* [WHAT TO WORK ON]:
Select the lines below containing the word "notification".

*** Opening EXTRACTED ENTRIES ***

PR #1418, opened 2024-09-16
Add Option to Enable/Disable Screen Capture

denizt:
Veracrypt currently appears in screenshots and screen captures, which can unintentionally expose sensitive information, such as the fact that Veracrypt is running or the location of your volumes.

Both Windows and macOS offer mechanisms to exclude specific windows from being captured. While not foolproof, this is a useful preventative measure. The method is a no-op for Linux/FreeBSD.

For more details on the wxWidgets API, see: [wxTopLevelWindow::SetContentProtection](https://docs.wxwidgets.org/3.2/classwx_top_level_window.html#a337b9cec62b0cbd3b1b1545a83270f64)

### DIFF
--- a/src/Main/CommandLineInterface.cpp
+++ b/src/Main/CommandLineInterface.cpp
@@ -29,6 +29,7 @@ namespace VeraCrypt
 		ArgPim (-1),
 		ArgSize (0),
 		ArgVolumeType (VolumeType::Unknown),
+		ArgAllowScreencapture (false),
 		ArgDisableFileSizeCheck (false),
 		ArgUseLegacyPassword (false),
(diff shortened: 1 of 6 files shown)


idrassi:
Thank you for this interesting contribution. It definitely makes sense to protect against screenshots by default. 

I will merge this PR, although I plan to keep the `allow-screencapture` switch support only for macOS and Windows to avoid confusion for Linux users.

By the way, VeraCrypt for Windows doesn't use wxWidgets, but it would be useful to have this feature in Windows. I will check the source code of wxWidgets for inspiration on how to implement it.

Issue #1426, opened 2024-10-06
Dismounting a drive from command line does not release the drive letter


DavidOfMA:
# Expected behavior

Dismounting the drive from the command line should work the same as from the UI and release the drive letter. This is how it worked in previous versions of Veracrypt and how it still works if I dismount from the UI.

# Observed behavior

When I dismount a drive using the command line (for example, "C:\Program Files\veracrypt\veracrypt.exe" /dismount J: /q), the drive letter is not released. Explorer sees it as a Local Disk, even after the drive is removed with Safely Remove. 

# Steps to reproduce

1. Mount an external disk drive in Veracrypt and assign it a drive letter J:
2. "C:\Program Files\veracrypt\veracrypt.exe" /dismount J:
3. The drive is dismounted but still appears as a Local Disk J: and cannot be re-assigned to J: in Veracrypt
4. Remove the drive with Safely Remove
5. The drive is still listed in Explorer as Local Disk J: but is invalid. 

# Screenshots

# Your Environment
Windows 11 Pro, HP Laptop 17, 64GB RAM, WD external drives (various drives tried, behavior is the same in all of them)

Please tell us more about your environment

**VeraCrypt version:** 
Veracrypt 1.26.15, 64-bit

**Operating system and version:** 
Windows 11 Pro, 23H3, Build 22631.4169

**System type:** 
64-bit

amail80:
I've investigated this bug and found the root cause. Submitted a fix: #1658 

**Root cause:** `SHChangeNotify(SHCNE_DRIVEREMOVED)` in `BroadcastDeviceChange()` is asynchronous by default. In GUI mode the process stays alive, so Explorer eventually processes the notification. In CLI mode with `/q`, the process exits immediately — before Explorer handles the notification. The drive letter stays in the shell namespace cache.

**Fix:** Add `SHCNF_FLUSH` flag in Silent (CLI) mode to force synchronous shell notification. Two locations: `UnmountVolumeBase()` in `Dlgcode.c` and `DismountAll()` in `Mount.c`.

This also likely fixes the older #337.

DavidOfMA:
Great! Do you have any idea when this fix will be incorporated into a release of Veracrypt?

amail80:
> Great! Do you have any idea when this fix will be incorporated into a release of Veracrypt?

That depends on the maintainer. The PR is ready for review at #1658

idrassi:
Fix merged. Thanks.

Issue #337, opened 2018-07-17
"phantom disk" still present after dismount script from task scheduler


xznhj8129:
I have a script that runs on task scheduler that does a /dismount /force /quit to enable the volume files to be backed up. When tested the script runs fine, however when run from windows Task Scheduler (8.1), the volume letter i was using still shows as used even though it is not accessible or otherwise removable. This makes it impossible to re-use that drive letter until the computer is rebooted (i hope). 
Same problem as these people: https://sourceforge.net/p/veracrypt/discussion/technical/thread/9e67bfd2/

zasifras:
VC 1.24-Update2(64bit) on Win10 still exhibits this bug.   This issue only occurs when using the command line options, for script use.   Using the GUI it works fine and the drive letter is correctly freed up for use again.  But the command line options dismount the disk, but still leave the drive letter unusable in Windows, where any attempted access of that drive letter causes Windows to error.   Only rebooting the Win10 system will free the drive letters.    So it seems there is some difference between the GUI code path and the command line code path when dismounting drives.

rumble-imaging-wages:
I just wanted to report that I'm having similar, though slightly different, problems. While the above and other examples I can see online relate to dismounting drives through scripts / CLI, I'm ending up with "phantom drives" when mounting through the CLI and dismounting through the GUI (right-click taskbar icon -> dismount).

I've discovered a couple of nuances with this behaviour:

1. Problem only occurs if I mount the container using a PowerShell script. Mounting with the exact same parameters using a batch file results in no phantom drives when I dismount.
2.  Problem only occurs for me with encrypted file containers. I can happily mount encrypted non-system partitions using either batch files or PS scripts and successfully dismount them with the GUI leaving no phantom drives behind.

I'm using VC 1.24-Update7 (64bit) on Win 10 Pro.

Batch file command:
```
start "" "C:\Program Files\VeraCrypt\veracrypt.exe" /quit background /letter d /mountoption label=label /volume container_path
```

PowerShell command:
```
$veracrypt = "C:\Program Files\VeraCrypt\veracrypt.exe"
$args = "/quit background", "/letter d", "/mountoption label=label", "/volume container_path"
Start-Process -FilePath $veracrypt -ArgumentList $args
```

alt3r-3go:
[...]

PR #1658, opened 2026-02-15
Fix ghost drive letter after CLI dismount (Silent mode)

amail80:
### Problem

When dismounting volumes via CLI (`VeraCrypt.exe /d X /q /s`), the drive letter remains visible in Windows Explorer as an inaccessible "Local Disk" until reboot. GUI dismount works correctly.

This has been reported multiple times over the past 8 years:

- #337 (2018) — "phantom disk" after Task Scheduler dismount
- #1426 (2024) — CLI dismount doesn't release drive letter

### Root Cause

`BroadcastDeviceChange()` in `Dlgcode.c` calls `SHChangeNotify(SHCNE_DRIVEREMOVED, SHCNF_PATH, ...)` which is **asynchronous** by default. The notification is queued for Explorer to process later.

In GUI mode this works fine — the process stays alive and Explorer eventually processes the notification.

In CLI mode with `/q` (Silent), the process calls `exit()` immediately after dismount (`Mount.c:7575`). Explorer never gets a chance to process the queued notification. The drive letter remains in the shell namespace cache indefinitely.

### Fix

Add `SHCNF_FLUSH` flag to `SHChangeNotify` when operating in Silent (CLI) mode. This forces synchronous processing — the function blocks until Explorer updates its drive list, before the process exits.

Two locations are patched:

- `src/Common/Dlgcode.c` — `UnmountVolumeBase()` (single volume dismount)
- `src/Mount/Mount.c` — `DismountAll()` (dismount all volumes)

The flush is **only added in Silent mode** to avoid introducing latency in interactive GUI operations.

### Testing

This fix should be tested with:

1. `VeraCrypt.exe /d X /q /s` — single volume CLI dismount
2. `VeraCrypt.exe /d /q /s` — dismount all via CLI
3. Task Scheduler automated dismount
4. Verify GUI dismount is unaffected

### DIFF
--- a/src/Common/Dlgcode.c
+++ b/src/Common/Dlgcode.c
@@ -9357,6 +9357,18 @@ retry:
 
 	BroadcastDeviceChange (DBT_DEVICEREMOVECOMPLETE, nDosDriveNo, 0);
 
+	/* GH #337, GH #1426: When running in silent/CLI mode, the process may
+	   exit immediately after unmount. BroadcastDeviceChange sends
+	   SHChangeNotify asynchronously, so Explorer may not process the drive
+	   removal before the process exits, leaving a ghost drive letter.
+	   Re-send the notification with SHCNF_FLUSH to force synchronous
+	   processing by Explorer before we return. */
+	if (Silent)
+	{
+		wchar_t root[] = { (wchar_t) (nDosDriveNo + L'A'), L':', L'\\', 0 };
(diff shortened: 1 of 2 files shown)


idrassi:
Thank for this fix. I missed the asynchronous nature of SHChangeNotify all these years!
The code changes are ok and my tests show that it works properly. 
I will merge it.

*** Closing EXTRACTED ENTRIES ***

* [WRITTEN SOLUTION]:
**Root cause:** `SHChangeNotify(SHCNE_DRIVEREMOVED)` in `BroadcastDeviceChange()` is asynchronous by default. In GUI mode the process stays alive, so Explorer eventually processes the notification. In CLI mode with `/q`, the process exits immediately — before Explorer handles the notification. The drive letter stays in the shell namespace cache.
**Fix:** Add `SHCNF_FLUSH` flag in Silent (CLI) mode to force synchronous shell notification. Two locations: `UnmountVolumeBase()` in `Dlgcode.c` and `DismountAll()` in `Mount.c`.
`BroadcastDeviceChange()` in `Dlgcode.c` calls `SHChangeNotify(SHCNE_DRIVEREMOVED, SHCNF_PATH, ...)` which is **asynchronous** by default. The notification is queued for Explorer to process later.
In GUI mode this works fine — the process stays alive and Explorer eventually processes the notification.
In CLI mode with `/q` (Silent), the process calls `exit()` immediately after dismount (`Mount.c:7575`). Explorer never gets a chance to process the queued notification. The drive letter remains in the shell namespace cache indefinitely.
+	   Re-send the notification with SHCNF_FLUSH to force synchronous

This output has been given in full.